Assignment 8   -   Solutions

  1. Find two orthogonal non-zero vectors u and v that are both orthogonal to   w = [ 3 0 4 ]T


    We can easily construct a non-zero vector u such that   u dot w = 0
    u = [ 0 1 0 ]T  and verify  u dot w = 0
    The cross product of any two non-parallel non-zero vectors is guaranteed to be non-zero and orthogonal to both of those vectors.   Therefore select
    v = u cross w
    v = [ 4 0 -3 ]T
    and one can easily verify, by evaluating the dot products, that v is indeed orthogonal to both u and w.
    Many other choices are possible.   The most straightforward solution is

    u = [ 0 1 0 ]T  and  v = [ 4 0 -3 ]T


  1. Find the Cartesian equation of the plane that passes through the point   A(1, 2, 1)   and is parallel to the vectors   [ 0 –2 1 ]T   and   [ 2 –8 4 ]T .

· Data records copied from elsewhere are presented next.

PR #362, opened 2021-08-13
Refactored model comparison system and added support for multi-model comparison linked node highlighting

mj3cheun:
This PR accomplishes the following:

- Moves node selection from view files into the model store and created functions to calculate shared nodes and selected nodes given a specific model
- Adds highlight property to `EpiRenderer`
- Allows for (mostly) direct consumption of data provided by GTRI, Galois, etc. (Had to change the model names to match the model names fetched from donu)
- Supports one-to-many model comparison (demonstrated in the video)
- Full support for 2 model comparison with partial support for n model comparison (demonstrated in the video with rigged comparison input data) (full support requires model comparison data for each model to be compared and a function to combine multiple comparison data sources)

To test:
Click around the comparison view with the `SimpleSIR_metadata` and `SimpleChime+` functions

Notes:
- Right now the models view uses a different selection system (default node click highlight) compared to the comparison view (models store). This is not visible in the HMI but we might want to consider switching over the models view to use the new system later for consistency.
- Slightly concerned for efficiency, particularly with the `dataDecorationChanged` function

https://user-images.githubusercontent.com/14062458/129421371-785585d6-6c71-4abc-b5b9-bdd7edc3933f.mov

### DIFF
--- a/client/src/views/Comparison/Comparison.vue
+++ b/client/src/views/Comparison/Comparison.vue
@@ -82,7 +82,7 @@
         this.$route.params.model_id.split(',').forEach(this.setSelectedModels);
       }
 
-      return this.getModelsList.filter(model => this.getSelectedModelIds.map(Number).includes(model.id));
+      return this.getModelsList.filter(model => this.getSelectedModelIds.includes(model.id));
     }
 
     get gridMap (): string[][] {
--- a/client/src/views/Comparison/Comparison.vue
+++ b/client/src/views/Comparison/Comparison.vue
@@ -29,7 +29,6 @@
           class="comparison-panel"
           :key="index"
           :model="model"
-          :overlapping-elements="model.modelGraph[0].overlappingElements"
           :slot="('model_' + model.id)"
           :expandable="false"
         />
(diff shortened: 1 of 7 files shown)


RosaRomeroGomez:
Noticed something weird, it seems the stroke for nodes when in comparison mode, turns white instead of blue:

- Comparison mode:
image

- Single-model representation:
image

client/src/views/Comparison/Comparison.vue
```diff
@@ -92,18 +82,7 @@
...
-      selectedModels.forEach(model => {
-        if (model.name === 'SimpleSIR_metadata') {
-          nodes = Object.keys(MODEL_COMPARISON).map(node => ({ id: node }));
-        } else if (model.name === 'SimpleChime+') {
-          nodes = Object.values(MODEL_COMPARISON).map(node => ({ id: node }));
-        }
-        model.modelGraph[0].overlappingElements = { nodes, edges: [] };
-      });
-      return selectedModels;
+      return this.getModelsList.filter(model => this.getSelectedModelIds.map(Number).includes(model.id));
```
YohannParis, line 85: You don't need to convert to `Number`, `includes()` works on string with Numbers. 
i.e.
 ```JS
'1,2,3'.includes(3); // true
```

YohannParis (approved):
Looks good to me, and I love ❤️ the comments in the `utils/ModelUtil.ts`!!!

RosaRomeroGomez (approved):
Problem with the strokes got solved. Thanks!

PR #367, opened 2021-08-16
[FEATURE] Add document cluster queries

adamocarolli:
### Description
Add document title and DOI querying to document cluster view.

### Changes
- Add document title query field and query function
- Add document DOI query field and query function
- Add search pills to document cluster view.
- Add document title search pill to document cluster view.
- Add foreground/background doc cluster grafer settings to enable query highlighting.
- Send events between knowledge grafer controller and document cluster view to enable query highlighting. Events added are (1) foreground original data (2) background original data (3) update/add layers (4) remove layers (5) grafer loaded (6) loaded grafer layers

### Considerations
- The document cluster grafer layer/layer data is sent back to the document view to be stored in memory. This is because when a query is made that view will then filter down the data list to just what the query satisfies. The more efficient way of doing this is, instead of filtering existing layers, build up new query layer/layer data from scratch. However, this proved to be  more difficult than worthwhile for this pre-demo sprint.
- We are using fade in the grafer cluster view to differentiate cluster levels/heirarchy; here we are using desaturation to foreground/background the original grafer layers to differentiate original layers from query layers. Occasionally, especially when viewing sparsely populated sections of the ground it can be hard to differentiate between a desaturated node and a node that has been heavily faded. I've decided to keep it for this iteration to get a first pass in.
- The polygons around document nodes are not being highlighted on a query. Enabling this seems important, however, I've left it out of this initial pass as I had run low on time. 

### Testing
- No special instructions.

### Artifacts:
Screen Shot 2021-08-16 at 10 37 02 AM
https://user-images.githubusercontent.com/15199528/129582124-4768b006-00dc-4e6c-8bfb-8b28d7bbf5b7.mov

### DIFF
--- a/client/src/utils/QueryFieldsUtil.ts
+++ b/client/src/utils/QueryFieldsUtil.ts
@@ -95,9 +95,16 @@ const QUERY_FIELDS_MAP: QueryFieldMap = {
     baseType: 'integer',
     lexType: 'integer',
   },
-  DOCS_NODE_TITLE: {
-    ..._field('docsTitle', 'Document Title'),
-    ..._searchable('Document Title', false),
+  DOCS_CLUSTERS_NODE_TITLE: {
+    ..._field('docsClustersNodeTitle', 'Keyword'),
+    ..._searchable('Keyword', false),
+    baseType: 'string',
+    lexType: 'string',
+    order: 2,
+  },
+  DOCS_CLUSTERS_NODE_DOI: {
+    ..._field('docsClustersNodeDOI', 'DOI'),
+    ..._searchable('DOI', false),
     baseType: 'string',
     lexType: 'string',
   },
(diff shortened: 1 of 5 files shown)


client/src/utils/QueryFieldsUtil.ts
```diff
@@ -95,6 +95,12 @@ const QUERY_FIELDS_MAP: QueryFieldMap = {
     baseType: 'integer',
     lexType: 'integer',
   },
+  DOCS_NODE_TITLE: {
+    ..._field('docsTitle', 'Document Title'),
```
RosaRomeroGomez, line 99: We are really searching for a keyword included in the doc title, right? Wouldn't this be just called `Keyword` for keyword search?

RosaRomeroGomez (approved):

PR #369, opened 2021-08-16
Updated counters

### LINKED ISSUE #351: Change counters in Models view to be the same as in the Simulation Space
image
image

YohannParis:
**What**
- fix #351 

**How**
- Update counters on the `Model` and `Comparison` views to behave like in the `Simulation` view.
- Initialize simulation parameters and variables for each visible models

**Video**

https://user-images.githubusercontent.com/636801/129627883-950bc1ef-c4a2-4213-9f65-f175f0f3151d.mov

### DIFF
--- a/client/src/services/DonuService.ts
+++ b/client/src/services/DonuService.ts
@@ -219,8 +219,8 @@ export const fetchDonuModels = async (): Promise<Model.Model[]> => {
   }
 };
 
-/** Fetch the parameters of a model */
-export const getModelParameters = async (model: Model.Model, selectedModelGraphType: Model.GraphTypes): Promise<Donu.ModelParameter[]> => {
+/** Fetch the interface of a model */
+export const getModelInterface = async (model: Model.Model, selectedModelGraphType: Model.GraphTypes): Promise<Donu.ModelDefinition> => {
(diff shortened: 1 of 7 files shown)


RosaRomeroGomez:
My only concern with this (and I don't think it is that important) is that in the visualization we distinguish between initial conditions, variables, and parameters while donu only gives us parameters and variables. I think that's fine but we might need to clarify that if people ask.

RosaRomeroGomez (approved):

YohannParis:
> My only concern with this (and I don't think it is that important) is that in the visualization we distinguish between initial conditions, variables, and parameters while donu only gives us parameters and variables. I think that's fine but we might need to clarify that if people ask.

I can "easily" separate _initial conditions_ and _parameters_

emilykuang (approved):
Looks good!

YohannParis:
Here you go @RosaRomeroGomez 


https://user-images.githubusercontent.com/636801/129747477-c35f2951-1cf7-484e-a0ed-fa230e1d06f4.mov

RosaRomeroGomez (approved):
Lovely!Thank you so much.

PR #373, opened 2021-08-17
Update screenshots for models

RosaRomeroGomez:
**What**

- I don't think we'll get any new models so I updated the screenshots. 
NOTE: the rasmachine model doesn't seem to load at all, I included a placeholder screenshot there. 
image

**Testing**

- Open the Models view.


YohannParis (approved):
I'm not a fan of importing static assets in JS, but right now it's not the time to talk about it.

PR #378, opened 2021-08-17
Fix incorrect graph type crash in models view

mj3cheun:
Fixes crash when attempting to open `CHIME_SIR` from a fresh state due to incorrect assumed graph type.

To test, from a fresh state, opening `SimpleSIR_metadata`, `CHIME_SIR`, and `SimpleChime+` model views should not result in any errors (either visible or in console). The correct graph type should be used for `CHIME_SIR` and `SimpleChime+`. Graph type switching should be unaffected in the `SimpleSIR_metadata` model.


RosaRomeroGomez (approved):
Thanks!

YohannParis (approved):

PR #379, opened 2021-08-17
fix error message with marm model

YohannParis:
1. Updated how the parameter panel detect if a value is invalid or not.
2. Updated how the `Run` button is disabled based on the above.


RosaRomeroGomez:
Something I noticed now is that when we try to run it with some default parameters, we get the following error in donu after clicking on `run`. It seems like we are not sending the parameter values to donu (reading the error we get):

image

YohannParis:
> Something I noticed now is that when we try to run it with some default parameters, we get the following error in donu after clicking on `run`. It seems like we are not sending the parameter values to donu (reading the error we get):

This error was due to the new counter on the model panel that initialize the simulation model information twice... Now it works as it should, good catch on that one!


https://user-images.githubusercontent.com/636801/129993335-eeaba3ae-c6c9-4081-87fb-d317761d23d9.mov

RosaRomeroGomez (approved):
Lovely!

PR #385, opened 2021-08-18
Add more data to provenance graph

emilykuang:
**What?**
- Add more mock data and tooltips to provenance graph 
- Add session metadata header 

**How?**
- Use `expandCollapse` to expand and collapse containers and use `showTooltip` in SVGUtils.ts (_Note: there is a known issue with the tooltips where it takes the parent’s location when you have nested nodes_)

**Testing:**
- Open Simulation view with single and multiple models then play with the provenance graph 

Screen-recording: 

https://user-images.githubusercontent.com/23723378/129967909-c8958869-6470-40d4-90db-e9cf6abf0e7a.mov


client/src/views/Simulation/components/ProvenanceGraph/ProvenanceGraph.vue
```diff
@@ -12,6 +12,7 @@
           {{ layout.name }}
         </button>
       </div>
+      <h7>{{sessionMetadata}}</h7>
```
YohannParis, line 15: `<h7>` does not exist, `<h6>` is the limit.

YohannParis (approved):

client/src/views/Simulation/components/ProvenanceGraph/ProvenanceGraph.vue
RosaRomeroGomez: Yep, I'm getting an error.

RosaRomeroGomez (commented):
What's the main difference now between the collapsed/expanded modes when we have nested operations? I'd expect that by clicking on the `expanded` version, all the collapsed nodes get expanded. However, that's currently not the case.

emilykuang:
> What's the main difference now between the collapsed/expanded modes when we have nested operations? I'd expect that by clicking on the `expanded` version, all the collapsed nodes get expanded. However, that's currently not the case.

The difference between the **condensed** and **expanded** modes are the types of nodes displayed. The condensed mode only has the operation nodes (rectangles for select, edit, execute) whereas the expanded mode also includes the data nodes (ellipses for models, parameters, variables) in addition to the operations. The collapse/expand is for the container boxes which is just a visual change. Maybe we can rename "Expanded" to "Detailed" or something to be more clear?

client/src/views/Simulation/components/ProvenanceGraph/ProvenanceGraph.vue
emilykuang: Thanks, I've fixed it :)

RosaRomeroGomez:
> > What's the main difference now between the collapsed/expanded modes when we have nested operations? I'd expect that by clicking on the `expanded` version, all the collapsed nodes get expanded. However, that's currently not the case.
> 
> The difference between the **condensed** and **expanded** modes are the types of nodes displayed. The condensed mode only has the operation nodes (rectangles for select, edit, execute) whereas the expanded mode also includes the data nodes (ellipses for models, parameters, variables) in addition to the operations. The collapse/expand is for the container boxes which is just a visual change. Maybe we can rename "Expanded" to "Detailed" or something to be more clear?

Yes, I think that's a good idea. We have talked about this but since I forgot, that name confused me a bit.

emilykuang:
> > > What's the main difference now between the collapsed/expanded modes when we have nested operations? I'd expect that by clicking on the `expanded` version, all the collapsed nodes get expanded. However, that's currently not the case.
> > 
> > 
> > The difference between the **condensed** and **expanded** modes are the types of nodes displayed. The condensed mode only has the operation nodes (rectangles for select, edit, execute) whereas the expanded mode also includes the data nodes (ellipses for models, parameters, variables) in addition to the operations. The collapse/expand is for the container boxes which is just a visual change. Maybe we can rename "Expanded" to "Detailed" or something to be more clear?
> 
> Yes, I think that's a good idea. We have talked about this but since I forgot, that name confused me a bit.

Sounds good, I've renamed "expanded" to "detailed"

RosaRomeroGomez:
Thanks!

PR #394, opened 2021-08-19
Added Covid Emma Gromet

RosaRomeroGomez:
**What**

- Added aggregated version of the COVID-19 emmaa gromet to the models list
- Added screenshot for the models list view's cards.

image


YohannParis (approved):
Looks great!
It's almost if we could have kept our mocked data from last month ;)

PR #400, opened 2021-08-20
Parameter plot on model drilldown panel

### LINKED ISSUE #382: Include parameter plot under the Parameters tab in the Model drill-down panel
- Back in February, we used some xdd extracted data to populate the Parameters tab in the Model drill-down panel to show some values extracted from documents.
- The extracted data comes from this table: http://teststrata.geology.wisc.edu/xdd/extract.php?doc_set=xdd-covid-19 (we only used two columns (variable and local, then I used date for the tooltip)
- This is how it looked like back in February:
image

This is a rough sketch of the idea I think we could quickly implement this time. We could enable a dropdown menu under the Parameters tab that allows the user to explore existing data  in that table. We can show some variable by default (e.g. R0) but allow the user to select others, which updates the scatterplot at the bottom.
image

YohannParis:
**What**
- fix #382 

**How**
- Creating a basic JSON of the website data.
- Updating the scatter plot and parameters pane
- adding a dropdown to select which variables to display
- fix the tooltip and click on a dot to open COSMOS document
- Display the _Related Parameters_ back

**Video**

https://user-images.githubusercontent.com/636801/130286612-3ab2e41f-757f-4f6c-b362-3d7780d4e3e4.mov

**Consideration**
- The location axis is wonky and does not align well with the data.
- the zero axes sometimes is visible out of range
- the graph would improve drastically with a serious cleanup of the data.


RosaRomeroGomez:
I noticed the following for the drill-down panel. It seems that the width of the drill-down panel when the Params panel is open is larger than for the other tabs. I think we should actually make the other tabs look as wide as this one.

https://user-images.githubusercontent.com/10552785/130360617-8ab7a6a5-ba42-4766-89f5-26dc53ea6596.mov

RosaRomeroGomez (commented):
I left a comment there about the width of this panel but other than that, it looks good to me.

YohannParis:
I added more CSS properties to make sure the graph stay contained within the dimensions of the drilldown panel.
I also made the drilldown panel in the _Model_ view wider.

@RosaRomeroGomez feel free to change that value if it's too big.
And if you are happy about the changes, please go ahead and merge the PR ;)

RosaRomeroGomez (approved):

mj3cheun (approved):

PR #760, opened 2024-02-26
Fix typos.

waywardmonkeys:


samueltardieu (approved):
CI failures are unrelated

waywardmonkeys:
@lemmih This updated now with an additional fix and since CI is passing on `master`, it is now passing here.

    The two non-parallel non-zero vectors in the plane are
    u = [ 0 -2 1 ]T , v = [ 2 -8 4 ]T
    A normal to the plane is
    n = u cross v
    n = [ 0 2 4 ]T
    Any non-zero multiple of this vector will also serve as a normal vector to the plane.
    Therefore choose   n = [ 0 1 2 ]T
    The displacement vector of the point   A   will serve as the vector   p0.
    p0 = OA = [ 1 2 1 ]T
    The vector equation of the plane is
    n dot p = n dot p0
    Therefore the Cartesian equation of the plane is

    y + 2z = 4


  1. Find the distance   r   of the point   P(5, 6, 10)   from the line   L   that passes through the points   Q(–6, 2, 7)   and   R(1, 2, 3)   and   find the coordinates of the point   N   on the line closest to   P.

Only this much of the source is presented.